In this light, China’s decision to drive the sanctions process forward has a new logic. It is a potent means of signaling displeasure to Pyongyang, warning it against overreach. It is also a means to ease the pressure, not only on North Korea but also on its leader, by providing a ramp for de-escalation. It is one thing for Kim Jong-Un to buckle under enemy pressure, but it would be far more acceptable to be restrained by an ally. If these are taken to be the aims of Chinese policy, they do seem to be working; the threats have quieted, and North  Korea is now clear to move on to its usual requests for negotiations, albeit on unacceptable terms. Meanwhile, Chinese-North Korean trade appears to be continuing apace despite the sanctions, which would make sense if China’s policy is to restrain, as opposed to undermine, its buffer state.

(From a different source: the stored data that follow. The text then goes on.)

Issue #1194, opened 2026-06-25
antigravity-native (agy) has no omnigent sys_*/MCP tools — relay unwired, blocked on config-scoping footgun


SabhyaC26:
## Summary

`antigravity-native` (agy) is the **only** native harness running fully tool-isolated from omnigent: no MCP relay is ever wired, so agy cannot use any `sys_*` tool. From a web/mobile chat, agy cannot:

- spawn omnigent sub-agent sessions (`sys_session_*`)
- drive omnigent-managed terminals (`sys_terminal_*`)
- read session history/info, list omnigent agents/models, or use the `sys_os_*` surface

agy's own built-ins (shell / file edit / web_search) still work, so basic coding turns function — the loss is **omnigent-orchestration parity** with claude/codex/cursor/goose/qwen-native. This is the only remaining non-table-stakes gap from the antigravity-native bug-bash (the other 10 bugs are fixed/merged).

## Why this is NOT a simple "mirror cursor #742"

Every sibling wires an MCP relay:
- cursor-native writes an mcp config + starts the relay (`cursor_native_bridge.py` `build_mcp_config`/`write_mcp_config`; relay passed at `app.py:7497`)
- claude/codex start the relay in `_run_turn_bg` (`app.py:11185-11209`)

The antigravity branches pass no `ensure_comment_relay`/`agent_spec`, and `antigravity_native_bridge.py` has **zero** MCP wiring (`grep -nE 'mcp|relay|sys_|ToolManager'` → nothing). `_auto_create_antigravity_terminal` imports no `write_mcp_config`/relay starter; `_run_turn_bg` relay dispatch handles only claude/codex.

**The blocker that makes this large + risky** (verified during the bug-bash):

1. **agy's MCP config is HOME-global.** agy reads `~/.gemini/config/mcp_config.json` — the *same* config the user's **interactive** agy uses. The runner launches agy under the user's real `$HOME` (`env = os.environ.copy()`, auth inherited from `~/.gemini`, nothing isolated — see `antigravity_native.py` / `antigravity_native_launch.py`). A naive write **pollutes/clobbers the user's real agy setup**.
[...]

PR #1412, opened 2026-06-26
test(antigravity-native): --gemini_dir residual coverage (core already landed via #1598)

davidtandoh:
## Related issue

N/A — the isolation fix this branch originally carried (agy `--gemini_dir`,
keeping the real HOME for macOS keyring auth) already merged to `main` via
#1598, which explicitly cherry-picked this branch's commits.

## Summary

The core change is already on `main` (via #1598). Rebased onto `main`, this PR
now contains only the coverage + doc bits #1598 did **not** absorb:

- **`test_seeding_and_mcp_config_never_mutate_real_gemini_dir`** — Linux
  non-regression proving `seed_isolated_agy_home` + `write_mcp_config` leave the
  user's real `~/.gemini` (including their own `mcp_config.json`) byte-for-byte
  untouched, writing only under the per-session isolated dir.
- **`test_auto_create_antigravity_prepends_gemini_dir_to_generated_flags`** —
  guards that `--gemini_dir` is prepended ahead of every generated `agy` flag
  (`--conversation`/`--model`/…) so the arg order is never corrupted.
- A stale-comment fix in the runner's fallback relay path (it still read
  "isolated-HOME mcp_config" though `main` now uses the isolated `--gemini_dir`).

This resolves the prior merge conflict (the branch had fallen behind `main` and
its substance was redundant with #1598) and leaves a small, mergeable coverage PR.

## Test Plan

- `ruff check` + `ruff format --check` on the 3 changed files — clean.
- `pytest tests/test_antigravity_native_bridge.py` (full file incl. the new test)
  and `tests/runner/test_app_sessions_native.py -k antigravity` — all pass.
- Antigravity SDK unit suites (executor / harness / spawn-env / auth) — 159 passed.
- Live SDK smoke (`omni run --harness antigravity`) attempted; blocked by the
  host's glibc 2.31 (the bundled `localharness` needs ≥ 2.36) — an environment
  limit, unrelated to these native-bridge, test-only changes.

## Demo

N/A — test + comment-only changes.

## Type of change

- [ ] Bug fix
- [ ] Feature
- [ ] UI / frontend change
- [ ] Refactor / chore
- [ ] Docs
- [x] Test / CI
- [ ] Breaking change

## Test coverage

- [x] Unit tests added / updated
- [ ] Integration tests added / updated
- [ ] E2E tests added / updated
- [ ] Manual verification completed
- [x] Existing tests cover this change
- [ ] Not applicable

## Coverage notes

[...]

PR #1493, opened 2026-06-28
fix(antigravity-native): run agy under the real HOME on macOS (#1477)

### LINKED ISSUE #1477: [Bug] antigravity-native: agy can't auth in the isolated per-session HOME on macOS (Keychain cred; _AGY_SEED_FILES omits oauth_creds.json)
## Summary

For the `antigravity-native` (agy) harness, a session's runner spawns agy with an **isolated per-session** `HOME` (`<bridge_dir>/agy-home`, seeded by `seed_isolated_agy_home`). On **macOS**, agy (1.0.11) cannot authenticate in that isolated HOME — it falls back to the interactive *"You are currently not signed in. Select login method"* OAuth prompt, so headless / web-driven turns never run. This blocks any agy session whose runner lives on a **local macOS host** (e.g. `omnigent host` on a Mac).

## Root cause (two layers)

**1. Seed/detect mismatch.** `seed_isolated_agy_home` (`omnigent/antigravity_native_bridge.py`) copies `_AGY_SEED_FILES` from `~/.gemini` into the isolated home, but `_AGY_SEED_FILES` lists only the **Linux** token path:

```python
_AGY_SEED_FILES = (
    "antigravity-cli/antigravity-oauth-token",
    "antigravity-cli/installation_id",
)
```

It omits the **macOS** credential `~/.gemini/oauth_creds.json` — which `omnigent/onboarding/gemini_auth.py:gemini_auth_has_credential` explicitly checks (`DEFAULT_GEMINI_OAUTH_CREDS = ~/.gemini/oauth_creds.json`). So detection and seeding disagree on macOS: the onboarding check reports a credential exists, but the isolated-home seeder never copies it.

**2. Keychain-backed credential (the deeper blocker).** Even **manually** seeding `oauth_creds.json` (+ `google_accounts.json` + `installation_id`) into the isolated home does NOT authenticate agy 1.0.11 on macOS — it still prompts OAuth. agy stores its real token in the **macOS Keychain** ("Antigravity Safe Storage" / "Antigravity Key", visible via `security dump-keychain | grep -i antigravity`), which the isolated `HOME` cannot unlock. So **no amount of file-seeding fixes this on macOS.**

On **Linux**, agy uses the file token (`antigravity-cli/antigravity-oauth-token`), which `_AGY_SEED_FILES` *does* seed → the isolated HOME authenticates fine. (Confirmed working on Linux host pods.)

## Impact

* A **macOS** `omnigent host` cannot run an authenticated agy session — every agy turn stalls at the login prompt.
* Linux hosts are unaffected.

## Reproduce

1. macOS, with agy logged in interactively (`~/.gemini/oauth_creds.json` present; token in Keychain).
2. `omnigent host --server <url>` (register the Mac as a host).
3. Create an `antigravity-native` session and attach a runner on the Mac host.
4. The agy TUI pane shows *"You are currently not signed in. Select login method"* — the turn never runs. `gemini_auth_has_credential()` returns `True` (it found `oauth_creds.json`), so there is no warning either.

## Suggested fixes

* **Minimum (the mismatch):** add `oauth_creds.json` (and `google_accounts.json`) to `_AGY_SEED_FILES` so the seeder matches `gemini_auth_has_credential`'s detection set. Necessary, but on macOS **not sufficient** (see layer 2).
* **macOS proper:** the Keychain-backed credential can't be relocated by `HOME`. Options: (a) don't isolate `HOME` for agy on macOS (use the real `~`, accepting per-session state mixing); (b) detect macOS + the Keychain credential and skip/adapt the isolation; or (c) document macOS as unsupported for `antigravity-native` hosts until agy exposes a portable credential.

## Environment

* omnigent `main` (the seed code is also in the deployed v0.3.0).
* agy 1.0.11, macOS.
* Found while live-validating omnigent-ai/omnigent#1472 / omnigent-ai/omnigent#1473 (the agy multi-approval fix) via a local macOS host registered on the k3s server.

btli:
## Summary

Fixes #1477. On macOS, agy binds its OAuth credential to the **real `$HOME`** via the login Keychain item *"Antigravity Safe Storage"* — which resolves against the real home path, **not** the contents of an isolated `$HOME/.gemini`. The per-session isolated HOME the bridge uses on Linux therefore makes **every agy turn hang at the interactive OAuth login prompt** on macOS — even with `.gemini`/`.antigravity` symlinked into the bridge tree and `oauth_creds.json` seeded.

## Fix

`seed_isolated_agy_home` returns `{"HOME": <real home>}` on `darwin` — no per-session HOME isolation, because the Keychain binding makes it impossible. Linux keeps the seedable file-token (`antigravity-cli/antigravity-oauth-token`) isolation unchanged.

## Trade-off (macOS only)

Per-session agy state shares the user's real `~/.gemini`, and the relay MCP config lands in the bridge tree agy won't read (separate concern, #1194). Given agy's Keychain binding this is the only way it authenticates on macOS, and macOS hosts are single-user dev machines, so a shared `~/.gemini` is acceptable.

## Validation

**Live-validated 2026-06-27.** With this change, agy **1.0.13** authenticated headlessly on macOS (Google AI Pro account, model Gemini 3.5 Flash) and ran a full 3-gate approval turn end-to-end through a homelab omnigent server — the same run that validated #1472. Without it, agy stalls at the OAuth prompt under the isolated HOME and the turn never starts.

## Scope

One self-contained change to `seed_isolated_agy_home` (darwin early-return). ruff clean; introduces no new mypy errors over `main`. Independent of #1473 (the #1472 fix) — branched from `main`.

### DIFF
--- a/omnigent/antigravity_native_bridge.py
+++ b/omnigent/antigravity_native_bridge.py
@@ -446,24 +446,47 @@ def write_mcp_config(
 
 
 def seed_isolated_agy_home(bridge_dir: Path) -> dict[str, str]:
-    """Seed the per-session isolated agy HOME and return the launch env override.
+    """Resolve the agy launch HOME and return the env override (platform-specific).
 
-    Copies the user's real agy OAuth token + onboarding/migration state (NEVER
-    moving or modifying the real files) into ``<bridge_dir>/agy-home/.gemini`` so
-    a launch under this isolated HOME does not re-demand OAuth or re-run the
-    onboarding wizard. The relay's ``mcp_config.json`` is written separately by
-    :func:`write_mcp_config` so it lands in this same isolated tree rather than
-    the user's real ``~/.gemini`` (the footgun this whole design avoids).
+    **Linux** — return ``{"HOME": <iso_home>}`` for a per-session ISOLATED HOME:
+    copy the user's real agy OAuth token + onboarding/migration state (NEVER moving
+    or modifying the real files) into ``<bridge_dir>/agy-home/.gemini`` so the
+    launch does not re-demand OAuth or re-run the wizard, and the relay's
+    ``mcp_config.json`` (:func:`write_mcp_config`) lands in this isolated tree
+    rather than clobbering the user's real ``~/.gemini``. Verified live (agy
+    1.0.12): the ``/mcp`` panel shows ``✓ omnigent`` with the ``sys_*`` tools.
 
-    Verified live (agy 1.0.12): under this isolated HOME agy logs in as the real
-    user from the seeded token and its ``/mcp`` panel shows ``✓ omnigent`` with the
-    ``sys_*`` tools discovered.
+    **macOS (darwin)** — return ``{"HOME": <real_home>}`` with NO isolation: agy
+    binds its OAuth credential to the real login HOME via the Keychain item
+    "Antigravity Safe Storage" (resolved against the real home PATH, not the
+    contents of ``$HOME/.gemini``), so any isolated HOME makes every agy turn hang
+    at the interactive OAuth prompt (#1477; verified — ``agy -p`` authenticates
+    under the real HOME but stalls under any isolated HOME, even one whose
+    ``.gemini`` is symlinked with ``oauth_creds.json`` present). Two deliberate
+    consequences on macOS: (1) the relay ``mcp_config.json`` :func:`write_mcp_config`
+    writes into the (unread) isolated tree is NOT seen by agy, so the ``sys_*`` /
+    relay tools are unavailable there (#1194 — logged at WARNING, not silent); (2)
+    concurrent agy-native sessions and the user's own interactive ``agy`` share the
+    real ``~/.gemini`` global state (Linux isolates this) — acceptable for a
+    single-session dev machine. Assumes ``Path.home()`` is the Keychain-bound login
+    user; a service account whose ``$HOME`` differs would not authenticate.
 
     :param bridge_dir: Native Antigravity bridge directory.
-    :returns: An env-override mapping (``{"HOME": <iso_home>}``) to layer onto the
-        agy launch environment.
+    :returns: An env-override mapping to layer onto the agy launch environment —
+        ``{"HOME": <iso_home>}`` on Linux, ``{"HOME": <real_home>}`` on macOS.
     """
     real_home = Path.home()
+    if sys.platform == "darwin":
+        # Real HOME for Keychain auth (#1477; see the docstring). The relay config
+        # write lands in the unread isolated tree, so sys_* / relay tools are absent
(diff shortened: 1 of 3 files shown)


btli:
## Adversarial review + hardening (Codex · Opus · agy/Antigravity · code-simplifier)

This PR has now had the full review treatment; findings addressed or documented:

**Codex** — HIGH: macOS loses the MCP relay / `sys_*` tools (agy reads MCP config from the real `~/.gemini`, not the bridge tree) → now **logged at WARNING** (#1194), not silent. MEDIUM: existing seed tests assume Linux + no darwin coverage → fixed (below). MEDIUM(hyp): `Path.home()` vs real login home → documented (a service account with a divergent `$HOME` won't authenticate; not a dev-machine concern).

**Opus** — *reproduced the failures on this macOS machine*. HIGH: three tests (`test_seed_isolated_agy_home_returns_home_override_and_seeds_state`, `…_tolerates_missing_credential`, `test_auto_create_antigravity_wires_omnigent_mcp_relay`) silently encoded the Linux invariant and **fail on macOS** — and CI is ubuntu-only, so the suite stayed green while red on the author's platform. **Fixed:** pinned `sys.platform="linux"` in all three + added a darwin test (real-HOME return, iso tree not seeded, real token untouched). MEDIUM/LOW: relay-silent + shared-`~/.gemini` concurrency + `$HOME` assumption + stale docstring → WARNING added; docstring rewritten to cover the darwin path, the #1194 gap, the concurrency caveat, and the `Path.home()` assumption. Verdict: sound to ship as draft.

**agy / Antigravity TUI** — HIGH "`sys` not imported" = false positive (`sys` imported at bridge.py:12; diff-only blindness). Concurrency = documented; Windows left out (untested — won't add a platform branch blindly); "missing env keys" = the early-return is intentionally the complete env delta.

**code-simplifier** — no changes needed (already clean/idiomatic).

Re-verified on macOS: **ruff + mypy clean; full bridge suite + the relay test pass** (the 3 previously-failing tests are now green). Remaining draft caveat: the macOS MCP-relay gap (#1194) is **documented, not closed**.

SabhyaC26:
Superseded by #1412, which now carries the reconciled macOS fix using agy's `--gemini_dir` (isolate gemini-dir, keep real HOME) — preserves Keychain auth AND per-session MCP isolation, whereas the real-HOME approach here reintroduces the #1194 HOME-global `mcp_config.json` footgun on macOS. Your keyring/Keychain root-cause finding is folded into #1412 with co-author credit. Recommend closing in favor of #1412; leaving open for your call.

btli:
Closing in favor of #1412, which carries the reconciled macOS fix (isolate agy's `--gemini_dir` while keeping the real $HOME) per @SabhyaC26's supersession note — thanks for the pointer. The companion fixes #1473 (re-scan deferred gates) and #1501 (disable feedback survey) remain open and are already rebased onto current main.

Is this situation sustainable? Perhaps not. What isn’t certain is that, even assuming everyone’s attendance at the negotiating table, there can be much common ground between China and the other stakeholders on what to do with North Korea. The threats posed by the north must be ‘stopped’; there must be ‘resolution’ — but how is this to be done, and what sort of resolution is the aim? If Iraq and Afghanistan have taught the Chinese anything about how the West ‘resolves’ its perceived threats, one can hardly fault them for being indulgent with its neighbor and ally, even a neighbor and ally as aggressive and unpredictable as the Kim dynasty. It seems a lot more likely that China’s change of heart is instrumental, not fundamental — certainly not as fundamental as its reasons for supporting North Korea.

The views expressed in this article are the author’s own and do not necessarily reflect Fair Observer’s editorial policy.